Salah, Doaa M; Fadel, Fatina I; Abdel Mawla, Mohamed A; Mooty, Hesham NAbdel; Ghobashy, Mohamed El; Salem, Amr M; Fathallah, Mohamed Gamal; Abd Alazem, Eman Abobakr.
Afiliação
  • Salah DM; Department of Pediatrics, Pediatric Nephrology and Transplantation Unit, Kasr Alainy Faculty of Medicine, Cairo University, Cairo, Egypt.
  • Fadel FI; Department of Pediatrics, Pediatric Nephrology and Transplantation Unit, Kasr Alainy Faculty of Medicine, Cairo University, Cairo, Egypt.
  • Abdel Mawla MA; Department of Pediatrics, National Research Center, Cairo, Egypt.
  • Mooty HN; Department of Vascular Surgery, Kasr Alainy Faculty of Medicine, Cairo University, Cairo, Egypt.
  • Ghobashy ME; Department of Radiodiagnosis, Kasr Alainy Faculty of Medicine, Cairo University, Cairo, Egypt.
  • Salem AM; Department of Pediatrics, Pediatric Nephrology and Transplantation Unit, Kasr Alainy Faculty of Medicine, Cairo University, Cairo, Egypt.
  • Fathallah MG; Department of Pediatrics, Pediatric Nephrology and Transplantation Unit, Kasr Alainy Faculty of Medicine, Cairo University, Cairo, Egypt.
  • Abd Alazem EA; Department of Pediatrics, Pediatric Nephrology and Transplantation Unit, Kasr Alainy Faculty of Medicine, Cairo University, Cairo, Egypt. emanabobaker363@yahoo.com.
Ital J Pediatr ; 50(1): 11, 2024 Jan 22.
Article em En | MEDLINE | ID: mdl-38254126
ABSTRACT

BACKGROUND:

Hemodialysis (HD) success is dependent mainly on vascular access (VA).
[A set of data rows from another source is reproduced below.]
PR #9838, opened 2022-04-08
[Core] Improving CSR interface and low overhead conversion to PETSc

RiccardoRossi:
**📝 Description**
Provide copy free access to indices and values_vector and a low overhead interface to PETSC matrix.

Interface is in python only so no compile dependency is added. Dependency at runtime is needed only if one explicitly imports the feature

**🆕 Changelog**
- Provide copy free access to indices and values_vector and a low overhead interface to PETSC matrix.


loumalouomega (changes requested):
No test?

RiccardoRossi:
no ... i do not want to add the dependency

loumalouomega:
> no ... i do not want to add the dependency

Okay, but you can add one and use the decorator to skip the test

loumalouomega (approved):

RiccardoRossi:
and btw, the methods were already present and are used in some of the tests, for example for the scipy conversion. the difference is that now they do not do a copy

PR #9842, opened 2022-04-13
[ReadMaterialsUtility] Unused mesh id

miguelmaso:
**📝 Description**
The mesh id is unused, so it is removed.

**🆕 Changelog**
- Removed the hard-coded `mesh_id` variable from `ReadMaterialsUtility`


loumalouomega (approved):
Okay if technical committee agressé

Issue #3935, opened 2019-01-23
Discussion about strain size for the case of PLANE STRAIN


RiccardoRossi:
A decision must be taken about the strain size to be used in the case of PLANE strain.
Mentioning explicitly @KratosMultiphysics/structural-mechanics  but please anyone feel free to contribute to the conversation

The point is that AS OF NOW kratos is assuming that the strain is provided in voigt format and contains

    eps_xx  eps_yy   2*eps_xy

This is done this way since by definition eps_zz=0 in the case of plane strain, and this allows the exact same 
kinematics for 2D structural elements in the case of plane stress and plane strain.

it exists however the option of using a size-4 strain vector of the type

    eps_xx  eps_yy eps_zz  2*eps_xy

the interest of the second approach is in the context of quasi-incompressible elasticity.
For example in a Q1P0 element, one could assume that eps_zz is not exactly zero on all of the gauss points 
and only zero in average.
In a sense this second approach is completely equivalent to using a 3D law, in which the input strain
is explicitly set as eps_yz=0 eps_xz=0 eps_zz=0 (approx).

My proposal is to keep the first definition and modify the B-bar element so that it always works with 
3D constitutive laws.
I would thus propose to make the first proposal the "official" standard.

Is there agreement on this? (i would appreciate thumbs up comments if you agree, and detailed answers if you don't)

loumalouomega:
Well, I think that defining properly an enum which identifies the different options as STRESS_3D, PLANE_STRAIN_2D3Comp, PLANE_STRAIN_2D4Comp or somthing like that we can later implement the proper cases

vryy:
👍 i would advocate to define size-4 strain vector as default in 2D

frastellini:
I agree with size-3 strain vector for plane-stress and plane-strain cases, but we should use size-4 strain vector for axilsymmetric cases.

marandra:
I agree too. I think this option is the less invasive. Also, we won't need to write and maintain a plane-strain version of the CL.

RiccardoRossi:
I strongly think that we need to take a decision.
plane strain should be either with size 3 or with size 4 **consistently**.
I personally vouch for size 3, however if someone defends convincingly the size 4 option (which would imply a modified kinematics at the element level) i am open to taking that decision. @vryy what is your detailed reasoning behind your proposal (backward compatibility is not an argument here, since something would have to be broken in both cases)

[...]

PR #9849, opened 2022-04-21
[Structural] using strain size 4 in plane strain

ddiezrod:
**📝 Description**
This is just a draft of the changes needed to use strain size = 4 in plain strain. I still have to review most of them myself.
See https://github.com/KratosMultiphysics/Kratos/issues/3935


applications/StructuralMechanicsApplication/custom_elements/total_lagrangian.cpp
```diff
@@ -261,19 +261,23 @@ void TotalLagrangian::CalculateKinematicVariables(
...
-        CalculateAxisymmetricB(
-            rThisKinematicVariables.B, rThisKinematicVariables.F,
-            rThisKinematicVariables.DN_DX, rThisKinematicVariables.N);
-    } else {
-        GeometryUtils::DeformationGradient(J, rThisKinematicVariables.InvJ0,
-                                           rThisKinematicVariables.F);
-        CalculateB(rThisKinematicVariables.B, rThisKinematicVariables.F,
-                   rThisKinematicVariables.DN_DX);
-    }
+    // if (IsAxissymmetric()) {
```
loumalouomega, line 264: We should fix this @AlejandroCornejo

loumalouomega (commented):
Okay

loumalouomega:
Of course, looks like the CI fails right now

applications/StructuralMechanicsApplication/custom_elements/small_displacement_mixed_volumetric_strain_element.cpp
```diff
@@ -943,14 +943,23 @@ void SmallDisplacementMixedVolumetricStrainElement::CalculateAnisotropyTensor(co
...
     // Such minimization is constrained such that the compressibility of the new C_iso is equivalent to the input anisotropic C one
     Vector u = ZeroVector(strain_size);
-    for (IndexType i = 0; i < dim; ++i) {
-        u(i) = 1.0 / std::sqrt(dim);
-    }
-    const Matrix J = outer_prod(u, u);
     Matrix I = ZeroMatrix(strain_size);
-    for (IndexType i = 0; i < strain_size; ++i){
-        I(i, i) = i < dim ? 1.0 : 0.5;
+    if (strain_size == 4) {
```
rubenzorrilla, line 947: I'm very concerned about this... As explained in the comment above these coefficients come from a delicate minimization operation.

I've checked the current cpp and Python tests and there is no direct coverage for these operations. Having said this, we must add an extra test before merging this changes. I will take care ASAP.

rubenzorrilla (changes requested):
Blocking to prevent accidental merge until the below described test is added.

rubenzorrilla:
Why closing? This is still a pending issue...

ddiezrod:
I restored the branch in case someone wants to continue with this... It does not make sense to have open PR for years imo

rubenzorrilla:
Fair enough. Let me reopen and put it in the @KratosMultiphysics/technical-committee next meeting TODOs to decide whether we want to open Pandora's box or not.

pooyan-dadvand:
@KratosMultiphysics/technical-committee has following comments:
1. In general it is a welcome change for structural mechanics application
2. It will affect in a non trivial way the mixed element formulation (so @rubenzorrilla and @RiccardoRossi should check it)
3. What about the use in the fluid? (We shall leave the fluid CLs without change because the shear rate is the only important factor there)

Passing it to the @KratosMultiphysics/implementation-committee

PR #9850, opened 2022-04-21
Updating standard C++ to 14

roigcarlo:
**📝 Description**
Seems that some of the dependencies that we use (boost) are deprecating C++11. Without this change boost::geometry will start to fail at compile time in newer editions. (since 1.75 [source](https://github.com/boostorg/geometry))

This is important because (for example, not to blame) the cosim app requires a fairly new version of boost (1.71 onward) so this leaves a very narrow marge of versions that are compatible out of the box.

@KratosMultiphysics/altair ping because centos.

**🆕 Changelog**
 - Setting C++14 as default

### DIFF
--- a/CMakeLists.txt
+++ b/CMakeLists.txt
@@ -1,6 +1,6 @@
 project (KratosMultiphysics)
 cmake_minimum_required (VERSION 2.8.6)
-set (CMAKE_CXX_STANDARD 11)
+set (CMAKE_CXX_STANDARD 14)
 
 # Setting some policies
 # No recursive dereferencing


loumalouomega:
At last!

loumalouomega:
BTW, there are ways to compile with newer standards in Centos, like using spack

loumalouomega (approved):

roigcarlo:
@loumalouomega Haha, thx but this is not consensual, (yet) and its only for 14. I need to know if it does not break anything.

pooyan-dadvand (commented):
@loumalouomega I don't think it is a good idea to approve such an important change in so short time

The aim of this study is to share the experience of Pediatric Nephrology Unit (PNU), Cairo University Children's Hospital (CUCH), with VA-related obstacles in end stage kidney disease (ESKD) HD children.

METHODS:

This is a retrospective analysis of VA related data of 187 ESKD children received regular HD over 3 year duration (2019-2021). Kaplan-Meier curves were used to present arteriovenous fistula (AVF) and cuffed catheters survivals.

RESULTS:

Uncuffed central venous catheter (CVC) was the primary VA for HD in up to 97.3% with 2.7% of patients had AVF performed and attained maturation before initiation of regular HD. Fifty-six (29.9%) patients have inserted 120 tunneled CVCs. AVFs & AV grafts (AVF) were performed in 79 (42.2%) and 6 (3.2%) patients respectively. There were 112 uncuffed CVCs implanted beneath the screen in Rt internal jugular vein (IJV) (44%) Lt IJV (17%), right internal mammary vein (2.7%) while Trans hepatic (TH) technique was used to place 39 uncuffed CVCs (34%) in the inferior vena cava (IVC). Catheter-related bacteremia (CRB) was the most frequent complication in uncuffed and cuffed CVCs (2.58 / 100 catheters day and 10.1 /1000 catheter days respectively). AVFs achieved a high success rate (83%) after 757.71 ± 512.3 functioning days.

CONCLUSION:

Native AVF is the preferred VA for pediatric HD but its creation is limited by the small sized vessels where non-cuffed CVC could be a reasonable relatively long-term alternative. Challenging situations (occluded central veins) could benefit from TH technique of CVC insertion in IVC.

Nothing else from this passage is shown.